TASK OBJECTIVE
Go through the lines below and retype each one exactly.

[Dataset entries]
::::

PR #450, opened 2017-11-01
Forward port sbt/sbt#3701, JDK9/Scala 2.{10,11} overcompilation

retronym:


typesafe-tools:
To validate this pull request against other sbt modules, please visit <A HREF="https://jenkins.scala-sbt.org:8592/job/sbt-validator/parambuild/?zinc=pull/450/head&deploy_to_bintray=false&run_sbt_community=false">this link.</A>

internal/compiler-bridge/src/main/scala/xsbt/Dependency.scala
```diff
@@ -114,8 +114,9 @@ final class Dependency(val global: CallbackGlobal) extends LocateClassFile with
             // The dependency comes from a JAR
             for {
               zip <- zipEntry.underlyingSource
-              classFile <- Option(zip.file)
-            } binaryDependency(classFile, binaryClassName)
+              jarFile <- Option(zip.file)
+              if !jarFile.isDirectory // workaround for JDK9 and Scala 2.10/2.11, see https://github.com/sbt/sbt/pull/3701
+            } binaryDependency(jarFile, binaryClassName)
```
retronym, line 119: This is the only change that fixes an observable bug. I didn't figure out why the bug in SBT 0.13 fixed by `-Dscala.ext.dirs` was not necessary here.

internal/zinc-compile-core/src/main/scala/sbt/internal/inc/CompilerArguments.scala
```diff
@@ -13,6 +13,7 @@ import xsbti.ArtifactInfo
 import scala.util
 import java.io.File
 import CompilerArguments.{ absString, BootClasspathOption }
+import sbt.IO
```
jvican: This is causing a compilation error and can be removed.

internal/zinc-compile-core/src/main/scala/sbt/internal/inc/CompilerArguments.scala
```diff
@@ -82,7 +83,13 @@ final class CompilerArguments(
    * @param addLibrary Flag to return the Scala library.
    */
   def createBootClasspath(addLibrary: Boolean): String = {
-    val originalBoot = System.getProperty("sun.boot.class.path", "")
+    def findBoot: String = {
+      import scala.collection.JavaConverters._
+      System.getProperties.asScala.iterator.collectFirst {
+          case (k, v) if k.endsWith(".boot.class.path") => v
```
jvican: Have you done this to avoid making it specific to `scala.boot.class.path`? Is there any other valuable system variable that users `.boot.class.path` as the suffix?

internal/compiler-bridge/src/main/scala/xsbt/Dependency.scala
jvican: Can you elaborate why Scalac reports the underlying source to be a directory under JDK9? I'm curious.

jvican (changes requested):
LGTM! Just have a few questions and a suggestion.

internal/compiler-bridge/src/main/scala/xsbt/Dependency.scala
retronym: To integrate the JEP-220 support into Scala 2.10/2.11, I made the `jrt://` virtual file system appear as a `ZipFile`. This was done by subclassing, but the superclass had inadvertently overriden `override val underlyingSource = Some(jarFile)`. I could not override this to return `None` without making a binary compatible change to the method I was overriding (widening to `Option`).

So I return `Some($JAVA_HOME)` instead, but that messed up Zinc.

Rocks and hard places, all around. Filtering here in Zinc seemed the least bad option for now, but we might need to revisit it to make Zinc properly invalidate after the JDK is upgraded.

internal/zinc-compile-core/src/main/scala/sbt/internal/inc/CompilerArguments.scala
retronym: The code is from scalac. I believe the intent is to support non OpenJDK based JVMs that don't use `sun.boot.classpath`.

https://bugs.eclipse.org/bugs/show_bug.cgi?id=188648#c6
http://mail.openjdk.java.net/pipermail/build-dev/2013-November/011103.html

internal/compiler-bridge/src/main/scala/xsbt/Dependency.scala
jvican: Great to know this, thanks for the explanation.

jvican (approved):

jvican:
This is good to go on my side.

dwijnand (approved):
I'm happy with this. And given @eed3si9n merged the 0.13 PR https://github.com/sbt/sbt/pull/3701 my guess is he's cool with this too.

::::

RESULT FOR THIS EXERCISE
PR #450, opened 2017-11-01
Forward port sbt/sbt#3701, JDK9/Scala 2.{10,11} overcompilation

retronym:


typesafe-tools:
To validate this pull request against other sbt modules, please visit <A HREF="https://jenkins.scala-sbt.org:8592/job/sbt-validator/parambuild/?zinc=pull/450/head&deploy_to_bintray=false&run_sbt_community=false">this link.</A>

internal/compiler-bridge/src/main/scala/xsbt/Dependency.scala
```diff
@@ -114,8 +114,9 @@ final class Dependency(val global: CallbackGlobal) extends LocateClassFile with
             // The dependency comes from a JAR
             for {
               zip <- zipEntry.underlyingSource
-              classFile <- Option(zip.file)
-            } binaryDependency(classFile, binaryClassName)
+              jarFile <- Option(zip.file)
+              if !jarFile.isDirectory // workaround for JDK9 and Scala 2.10/2.11, see https://github.com/sbt/sbt/pull/3701
+            } binaryDependency(jarFile, binaryClassName)
```
retronym, line 119: This is the only change that fixes an observable bug. I didn't figure out why the bug in SBT 0.13 fixed by `-Dscala.ext.dirs` was not necessary here.

internal/zinc-compile-core/src/main/scala/sbt/internal/inc/CompilerArguments.scala
```diff
@@ -13,6 +13,7 @@ import xsbti.ArtifactInfo
 import scala.util
 import java.io.File
 import CompilerArguments.{ absString, BootClasspathOption }
+import sbt.IO
```
jvican: This is causing a compilation error and can be removed.

internal/zinc-compile-core/src/main/scala/sbt/internal/inc/CompilerArguments.scala
```diff
@@ -82,7 +83,13 @@ final class CompilerArguments(
    * @param addLibrary Flag to return the Scala library.
    */
   def createBootClasspath(addLibrary: Boolean): String = {
-    val originalBoot = System.getProperty("sun.boot.class.path", "")
+    def findBoot: String = {
+      import scala.collection.JavaConverters._
+      System.getProperties.asScala.iterator.collectFirst {
+          case (k, v) if k.endsWith(".boot.class.path") => v
```
jvican: Have you done this to avoid making it specific to `scala.boot.class.path`? Is there any other valuable system variable that users `.boot.class.path` as the suffix?

internal/compiler-bridge/src/main/scala/xsbt/Dependency.scala
jvican: Can you elaborate why Scalac reports the underlying source to be a directory under JDK9? I'm curious.

jvican (changes requested):
LGTM! Just have a few questions and a suggestion.

internal/compiler-bridge/src/main/scala/xsbt/Dependency.scala
retronym: To integrate the JEP-220 support into Scala 2.10/2.11, I made the `jrt://` virtual file system appear as a `ZipFile`. This was done by subclassing, but the superclass had inadvertently overriden `override val underlyingSource = Some(jarFile)`. I could not override this to return `None` without making a binary compatible change to the method I was overriding (widening to `Option`).

So I return `Some($JAVA_HOME)` instead, but that messed up Zinc.

Rocks and hard places, all around. Filtering here in Zinc seemed the least bad option for now, but we might need to revisit it to make Zinc properly invalidate after the JDK is upgraded.

internal/zinc-compile-core/src/main/scala/sbt/internal/inc/CompilerArguments.scala
retronym: The code is from scalac. I believe the intent is to support non OpenJDK based JVMs that don't use `sun.boot.classpath`.

https://bugs.eclipse.org/bugs/show_bug.cgi?id=188648#c6
http://mail.openjdk.java.net/pipermail/build-dev/2013-November/011103.html

internal/compiler-bridge/src/main/scala/xsbt/Dependency.scala
jvican: Great to know this, thanks for the explanation.

jvican (approved):

jvican:
This is good to go on my side.

dwijnand (approved):
I'm happy with this. And given @eed3si9n merged the 0.13 PR https://github.com/sbt/sbt/pull/3701 my guess is he's cool with this too.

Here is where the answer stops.